>>>>>
PR #481, opened 2024-07-04
add priority for observer deletion fix #410

### LINKED ISSUE #410: [Feature]: Delete a specific observer
### Describe your use case

observer which is the combination of a pod running observer process and also the storage holding all the data, sometimes there is some problem with the storage, or the node host the observer. in these situations, add another observer and delete the abnormal one is a common procedure.

### Describe the solution you'd like

annotate the observer to tell ob-operator this observer has a higher priority to be deleted and then modify the replica of the zone this observer belongs to, ob-operator will delete the observer with the highest delete-priority.

### Describe alternatives you've considered

_No response_

### Additional context

_No response_

chris-sun-star:
## Summary

add annotation to hint priority for observer deletion
delete observer with the highest deletion priority

### DIFF
--- a/internal/const/oceanbase/misc.go
+++ b/internal/const/oceanbase/misc.go
@@ -13,5 +13,5 @@ See the Mulan PSL v2 for more details.
 package oceanbase
 
 const (
-	DefaultDeletePriority = 100
+	DefaultDeletionPriority = 100
 )
--- a/internal/const/oceanbase/misc.go
+++ b/internal/const/oceanbase/misc.go
@@ -13,8 +13,5 @@ See the Mulan PSL v2 for more details.
 package oceanbase
 
 const (
-	LogLevelDefault = 0
-	LogLevelInfo    = 0
-	LogLevelDebug   = 1
-	LogLevelTrace   = 2
+	DefaultDeletePriority = 100
 )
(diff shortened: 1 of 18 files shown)


internal/resource/obclusteroperation/obclusteroperation_task.go
```diff
@@ -157,6 +158,37 @@ func ModifyClusterSpec(m *OBClusterOperationManager) tasktypes.TaskError {
 				obcluster.Spec.Parameters = append(obcluster.Spec.Parameters, apitypes.Parameter{Name: k, Value: v})
 			}
 		}
+	case constants.ClusterOpTypeDeleteOBServers:
```
powerfooI, line 161: If user pass exact names of observers, why not delete them directly and update replicas of zones?

internal/const/oceanbase/misc.go
```diff
@@ -13,8 +13,5 @@ See the Mulan PSL v2 for more details.
 package oceanbase
 
 const (
-	LogLevelDefault = 0
-	LogLevelInfo    = 0
-	LogLevelDebug   = 1
-	LogLevelTrace   = 2
+	DefaultDeletePriority = 100
```
powerfooI, line 16: Maybe `DeletionPriority` the same as other places is better.

internal/resource/obclusteroperation/obclusteroperation_task.go
chris-sun-star: The problem is these are two resource managed by different controllers, if you'd like to do that way, you may add a annotation to a specific observer and modify the replica number of obzone. Adding this operation is mainly for simplicity and to use it in cli tool or dashboard.

powerfooI (approved):
LGTM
<<<<<
ACTION ITEM:
Copy each entry above exactly, character for character.

REPLY TO THE EXERCISE:
PR #481, opened 2024-07-04
add priority for observer deletion fix #410

### LINKED ISSUE #410: [Feature]: Delete a specific observer
### Describe your use case

observer which is the combination of a pod running observer process and also the storage holding all the data, sometimes there is some problem with the storage, or the node host the observer. in these situations, add another observer and delete the abnormal one is a common procedure.

### Describe the solution you'd like

annotate the observer to tell ob-operator this observer has a higher priority to be deleted and then modify the replica of the zone this observer belongs to, ob-operator will delete the observer with the highest delete-priority.

### Describe alternatives you've considered

_No response_

### Additional context

_No response_

chris-sun-star:
## Summary

add annotation to hint priority for observer deletion
delete observer with the highest deletion priority

### DIFF
--- a/internal/const/oceanbase/misc.go
+++ b/internal/const/oceanbase/misc.go
@@ -13,5 +13,5 @@ See the Mulan PSL v2 for more details.
 package oceanbase
 
 const (
-	DefaultDeletePriority = 100
+	DefaultDeletionPriority = 100
 )
--- a/internal/const/oceanbase/misc.go
+++ b/internal/const/oceanbase/misc.go
@@ -13,8 +13,5 @@ See the Mulan PSL v2 for more details.
 package oceanbase
 
 const (
-	LogLevelDefault = 0
-	LogLevelInfo    = 0
-	LogLevelDebug   = 1
-	LogLevelTrace   = 2
+	DefaultDeletePriority = 100
 )
(diff shortened: 1 of 18 files shown)


internal/resource/obclusteroperation/obclusteroperation_task.go
```diff
@@ -157,6 +158,37 @@ func ModifyClusterSpec(m *OBClusterOperationManager) tasktypes.TaskError {
 				obcluster.Spec.Parameters = append(obcluster.Spec.Parameters, apitypes.Parameter{Name: k, Value: v})
 			}
 		}
+	case constants.ClusterOpTypeDeleteOBServers:
```
powerfooI, line 161: If user pass exact names of observers, why not delete them directly and update replicas of zones?

internal/const/oceanbase/misc.go
```diff
@@ -13,8 +13,5 @@ See the Mulan PSL v2 for more details.
 package oceanbase
 
 const (
-	LogLevelDefault = 0
-	LogLevelInfo    = 0
-	LogLevelDebug   = 1
-	LogLevelTrace   = 2
+	DefaultDeletePriority = 100
```
powerfooI, line 16: Maybe `DeletionPriority` the same as other places is better.

internal/resource/obclusteroperation/obclusteroperation_task.go
chris-sun-star: The problem is these are two resource managed by different controllers, if you'd like to do that way, you may add a annotation to a specific observer and modify the replica number of obzone. Adding this operation is mainly for simplicity and to use it in cli tool or dashboard.

powerfooI (approved):
LGTM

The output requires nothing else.